The EU is currently Vietnam’s leading trade partner and third largest export market with an annual export growth rate of 7.5%, accounting for 13.6% of the Southeast Asian country’s total export turnover in 2015-2021 period.

The market share of Vietnamese goods in the EU’ total imports is 1.8%, higher than that of other Southeast Asian countries such as Malaysia (1.2%), Thailand (0.9%), Indonesia (0.7%) and Singapore (0.7%).

Vietnamese businesses seeking to further penetrate South Africa

The Ministry of Industry and Trade (MoIT) recently sent a delegation of 20 Vietnamese businesses to South Africa to scope out the market.

The country is now Vietnam’s biggest trade partner in Africa with annual two-way trade exceeding 1.2 billion USD between 2019 and 2021, according to Pham Thanh Hai, First Secretary at the Vietnam Trade Office in South Africa.

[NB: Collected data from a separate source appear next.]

PR #803, opened 2023-02-06
[Merged by Bors] - ET-3960 integration tests for store_user_history

janpetschexain:
**Reference**

- [ET-3960]

**Summary**

- add integration tests with and without `store_user_history`
- fix test crates naming: renamed `integration-tests` to `xayn-integration-tests` and `xayn-ai-test-utils` to `xayn-test-utils`
- simplify `set_config_option!` usage: there is no need to maintain this additional code, in cases where we create and edit a new config like `let mut config = Table::default(); set_config_option! { for config => ...}` we can simplify this to `let mut config = toml! { ... };`, and in cases where we modify an existing config like `|config| set_config_option! { for config => ... }` we can use `|config| config.extend(toml! { ... })`, otherwise we also need to take care of type export/import which are used in the macro but not available when the macro is called in another crate, additionally we can know use valid toml syntax ie no trailing semicolons

[ET-3960]: https://xainag.atlassian.net/browse/ET-3960?atlOrigin=eyJpIjoiNWRkNTljNzYxNjVmNDY3MDlhMDU5Y2ZhYzA5YTRkZjUiLCJwIjoiZ2l0aHViLWNvbS1KU1cifQ

### DIFF
--- a/web-api/tests/store_user_history.rs
+++ b/web-api/tests/store_user_history.rs
@@ -18,7 +18,7 @@ use reqwest::StatusCode;
 use serde::Deserialize;
 use serde_json::json;
 use toml::toml;
-use xayn_integration_tests::{send_assert, send_assert_json, test_two_apps};
+use xayn_integration_tests::{extend_config, send_assert, send_assert_json, test_two_apps};
 use xayn_web_api::{Ingestion, Personalization};
 
 #[derive(Deserialize)]
@@ -35,10 +35,13 @@ async fn store_user_history(enabled: bool) {
     test_two_apps::<Ingestion, Personalization, _>(
         |_| {},
         |config| {
-            config.extend(toml! {
-                [personalization]
-                store_user_history = enabled
-            });
+            extend_config(
+                config,
+                toml! {
+                    [personalization]
+                    store_user_history = enabled
+                },
+            );
         },
         |client, ingestion, personalization, _| async move {
             send_assert(
--- a/web-api/tests/store_user_history.rs
+++ b/web-api/tests/store_user_history.rs
@@ -1,0 +1,109 @@
+// Copyright 2023 Xayn AG
+//
+// This program is free software: you can redistribute it and/or modify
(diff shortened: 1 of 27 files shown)


rustonaut (approved):
lgtm, 

there is one major difference between `test_app` here and in #804: In #804 the function makes sure any executions of `test_app` are mostly isolated from each other (except for globals and the bit of env which is not cleared). So things would need to be structured slightly different (having the test app wrapping `ingest().await; personalize(bool).await;` instead of each call using `test_app`).

janpetschexain:
> lgtm,
> 
> there is one major difference between `test_app` here and in #804: In #804 the function makes sure any executions of `test_app` are mostly isolated from each other (except for globals and the bit of env which is not cleared). So things would need to be structured slightly different (having the test app wrapping `ingest().await; personalize(bool).await;` instead of each call using `test_app`).

i'll rebase this pr after #804 is merged :ok_hand:

rustonaut (approved):
lgtm

web-api/tests/store_user_history.rs
```diff
@@ -0,0 +1,110 @@
...
+}
+
+async fn store_user_history(enabled: bool) {
+    test_two_apps::<Ingestion, Personalization, _>(
+        |_| {},
+        |config| {
+            config.extend(toml! {
+                [personalization]
+                store_user_history = enabled
+            });
```
rustonaut, line 41: While this works in this case it is bug prone compared to the `set_config_option` macro.

:wrench:  The difference is that `extend` is based on the `Map` type while the `set_config_option` macro is based on the full path per option.

So if you e.g. `extend`  with a hypothetical  `[storage.postgres] max_connections=2` then it will replace the _all_ storage entries with just the `max_connections` setting including the url.

Through this is unrelated to the CI failure.

janpetschexain: i didn't expect that, i'll fix it before merging.

janpetschexain:
bors merge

It mainly imports aquatic products from Vietnam, and the demand is expected to grow in the time ahead, the official said, noting that supermarkets there serve not only local residents but also those from neighbouring countries of South Africa.

However, due to the long geographical distance, many Vietnamese enterprises have yet to pay attention to the market. Besides, they have also faced limited access to market information.

Given this, the Vietnam Trade Promotion Agency (VIETRADE) has organised many consulting sessions on the Middle East and Africa, providing information about the market, import-export rules and other issues for domestic firms.

Vietnam launches e-commerce app for mechanical industry

An e-commerce app for Vietnam’s mechanical industry has been officially launched with the expectation of bringing digital transformation closer to people’s lives.

Named “mechanical supermarket”, it is a place where all mechanical items and accessories are sold. Consumers can see prices and purchase them remotely.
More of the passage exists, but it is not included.